Сегодня я впервые в разведке. Мы кого-то ждем, и я никак не могу понять, как он нас найдет. Правда, теперь-то я знаю, каким обостренным становится в лесу слух, зорким — глаз, тонким — обоняние.

Неразлучный друг Кости Данилова, рослый украинец, певун и балагур, свертывает козью ножку, закуривает и, ковыряя длинной жердью в горящих угольях, словно надеясь обнаружить там печеную картошку, благодушно говорит:

— Костя, може, й бреше, тильки у него це дуже гарно выходыть, нехай новенький чуе да на ус мотае.

Разговор сейчас идет о смелости, рассказывает Костя.

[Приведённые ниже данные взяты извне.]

PR #375, opened 2022-11-28
Add NotFoundError to getPostThread

pfrazee:
Adds an explicit NotFound error so I can handle it better in the client.

### DIFF
--- a/packages/pds/src/api/app/bsky/feed/getPostThread.ts
+++ b/packages/pds/src/api/app/bsky/feed/getPostThread.ts
@@ -24,7 +24,7 @@ export default function (server: Server) {
         .executeTakeFirst()
 
       if (!queryRes) {
-        throw new InvalidRequestError(`Post not found: ${uri}`)
+        throw new InvalidRequestError(`Post not found: ${uri}`, 'NotFound')
       }
 
       const thread = rowToPost(queryRes)
--- a/lexicons/app/bsky/feed/getPostThread.json
+++ b/lexicons/app/bsky/feed/getPostThread.json
@@ -120,5 +120,8 @@
       "type": "string",
       "not": {"enum": ["app.bsky.system.actorUser", "app.bsky.system.actorScene"]}
     }
-  }
+  },
+  "errors": [
+    {"name": "NotFound"}
+  ]
 }
--- a/packages/api/src/client/schemas.ts
+++ b/packages/api/src/client/schemas.ts
@@ -2243,6 +2243,11 @@ export const methodSchemaDict: Record<string, MethodSchema> = {
         },
       },
     },
+    errors: [
+      {
+        name: 'NotFound',
+      },
+    ],
   },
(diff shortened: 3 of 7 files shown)


packages/pds/src/api/app/bsky/feed/getPostThread.ts
```diff
@@ -24,7 +24,7 @@ export default function (server: Server) {
         .executeTakeFirst()
 
       if (!queryRes) {
-        throw new InvalidRequestError(`Post not found: ${uri}`)
+        throw new InvalidRequestError(`Post not found: ${uri}`, 'NotFound')
```
devinivy, line 27: There's a case to be made that this could be a 404, but I can see it either way.  Mostly just want to surface it to ensure that option was considered 👍

devinivy (approved):
Left a little thought/question, but this looks great!

packages/pds/src/api/app/bsky/feed/getPostThread.ts
pfrazee: A `404` in XRPC means the XRPC method isn't implemented.

devinivy: Ah, I thought those might have been turned into 501s.

devinivy: Did a little poking around and didn't get to the bottom of it, but I did see that 404 is used by the xrpc client as `XRPCNotSupported`, I think when an unsupported status code is returned from the server.  501s are definitely in the mix too in some capacity as `MethodNotImplemented` on the server.  Anyways, I'm not too hung-up on it—this looks good!

dholms: hah i was actually thinking this exact same thing before i got to this comment. i think partially owing to devin & i chatting earlier about trying to keep xrpc as expressive as http as possible.

Losing out on 404s is pretty unfortunate. They're like the most popular status code 😅 and 501s more accurately describe the error.

i wonder if in xrpc-server we should have a "fallback handler" that sends a 501 for any request to `/xrpc/...` that doesn't match a method

dholms: anyway outside of the scope of this PR. but i think it's worth thinking on a bit 🤔

dholms (approved):
👍

packages/pds/src/api/app/bsky/feed/getPostThread.ts
dholms: ah i actually just realized that we do that exact thing already
501 - XRPC supported but not this method
404 - XRPC not supported

mer i see why that's important but still feels a shame :/

pfrazee: Yeah you just have to think about how HTTP servers are going to behave generally. If the server gives a 404, it's saying it doesn't have xrpc routes.

Issue #366, opened 2022-11-23
Auth checks must happen before any other work


whyrusleeping:
Currently we are validating schemas (potentially expensive work) before checking auth. This opens us up to additional DoS vectors that we shouldn't allow.

PR #376, opened 2022-11-28
Enforce max payload size for PLC and PDS

devinivy:
This enforces a max payload size of 100kb for JSON requests to PLC and the PDS.  This involved a little rejiggering of xrpc-server so that it could rely on the consumer providing payload parsing rather than implementing it itself.

### DIFF
--- a/packages/pds/src/index.ts
+++ b/packages/pds/src/index.ts
@@ -51,6 +51,7 @@ const runServer = (
   const mailer = new ServerMailer(mailTransport, config)
 
   const app = express()
+  app.use(express.json({ limit: '100kb' }))
   app.use(cors())
   app.use(loggerMiddleware)
 
--- a/packages/plc/src/server/index.ts
+++ b/packages/plc/src/server/index.ts
@@ -18,7 +18,7 @@ export type App = express.Application
 export const server = (db: Database, port?: number, _version?: string) => {
   const version = _version || '0.0.0'
   const app = express()
-  app.use(express.json())
+  app.use(express.json({ limit: '100kb' }))
   app.use(cors())
 
   app.use(loggerMiddleware)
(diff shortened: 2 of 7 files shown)


dholms (commented):
code looks great 👍 

a bit nervous about moving body processing the express layer & requiring implicit knowledge of what xrpc requires, although i like giving the consumer more control over how the payload is handled 🤔 

I'm wondering if it may make more sense to stick this middleware on the xrpc handler instead & allow the config to be passed into the constructor

devinivy:
First, I am into that— let's do it 👍 

Before I lose them, some additional thoughts I've had around this!
 - I was wary of having xrpc-server inherit the configuration for express's separate json, raw, text parsers and possibly future urlencoded and multipart parsers.
   - On second thought, I don't think xrpc-server will need to support very much configuration for those parsers, so it feels reasonable when I look at this again.
 - I was a little concerned about a server registering these parsers multiple times, e.g. within xrpc-server and then also on other parts of the server with their own independent purposes.  In short, not totally comfy with how middleware might compose.  I tried to mitigate the worst of the "implicit knowledge" by having the server error with a 500 and instructive message when it failed to parse a request body of a particular type.  I think in practice this would probably be "good enough" for our purposes today, though I agree it doesn't feel very smooth.
   - Still not pumped about the middleware composition question, but I think it's a comparable tradeoff to the implicit knowledge consumers would need to setup their own body parsing, so I think it's a wash.
 - I think moving the parsing back into xrpc will help us when it comes to coordinating auth and payload parsing in #366.
   - I also think there could be some radically different solutions to #366, but moving parsing into xrpc-server remains the best way for us to leave our options open for dealing with this in the near-term.

dholms (approved):
awesome 🙌 

thx again for back & forth on this 🙏

PR #2064, opened 2024-01-19
Communication template admin endpoints on entryway

devinivy:
In support of #2045, this proxies the new communication template admin endpoints through the entryway.


dholms (approved):
looks good 👍

PR #2067, opened 2024-01-21
Appview v1 generating and ingesting mute ops w/ bsync

devinivy:
Two main changes here:
 - allow appview frontends to push mute ops to bsync.  Depending on the configuration, the appview frontends might write only to the db locally, only to bsync, or both.
 - allow appview ingester to consume and index mute ops from bsync.

Along the way I got bsync setup in the dev-env package, and made a small change to the convention for where built protos are written (now built into the package's `src/protos/` rather than the more ambiguous `src/gen/`).


packages/bsky/src/api/app/bsky/graph/muteActor.ts
```diff
@@ -18,10 +20,26 @@ export default function (server: Server, ctx: AppContext) {
...
+
+      if (ctx.bsyncClient) {
+        try {
+          await ctx.bsyncClient.addMuteOperation({
+            type: MuteOperation_Type.ADD,
+            actorDid: requester,
+            subject: subjectDid,
+          })
+        } catch (err) {
+          req.log.warn(err, 'failed to sync mute op to bsync')
```
dholms, line 40: i think we wanna throw here if `bsyncOnlyMutes` is true because then the operation failed

if it's false then it was partially applied but presumably the local db is considered the canonical state?

devinivy: Yep 💯 thanks for nabbing that.

PR #2068, opened 2024-01-21
:bug: Allow all mods to read comm templates

foysalit:


foysalit:
We decided not to allow this for now.

PR #2069, opened 2024-01-22
Ozone !takedown labels

dholms:
Adds two new labels to Ozone: `!takedown` and `!takedown-blobs`. These are imperative labels that instruct downstream services to remove the labels content from their indices entirely. `!takedown-blobs` has a subject of a record, and the semantic is to purge all blobs referenced by that record.

These labels are automatically applied when performing a takedown on either a repo or record.

### DIFF
--- a/packages/ozone/tests/moderation-appeals.test.ts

— Было это без малого год назад. Как-то вечером, после боя, выстраивает нас старшина — командир взвода накануне погиб, а старшина его замещал — и приказывает: «Савчик, выйди из строя!» А старшина, надо вам сказать, такой был человек, что по его лицу никак не разобрать — то ли он тебе благодарность, то ли наряд вне очереди объявит. Кроме того, любил он за душу тянуть: слово скажет, а следующего час дожидайся. На фронте, знаете, построение — событие редкое. Мы с Савчиком в эту часть пришли недавно, а до того в окружении были. Савчика, не иначе, думаю, на проверку вызывают. Как же так, мы с «земляком» (так мы друг друга называли) воюем вместе с первого дня, уже после окружения в стольких боях участвовали, и теперь его проверять будут, а я в стороне… Нет, думаю, не по-солдатски это.

А Савчик уже положил правую руку на плечо впереди стоящего бойца, тот — шаг вперед и в сторону, Савчик сделал три шага и повернулся лицом к строю. Стоит он и ждет, а старшина то на него, то на нас смотрит и не спешит… Я не выдержал:

«Товарищ старшина, разрешите обратиться».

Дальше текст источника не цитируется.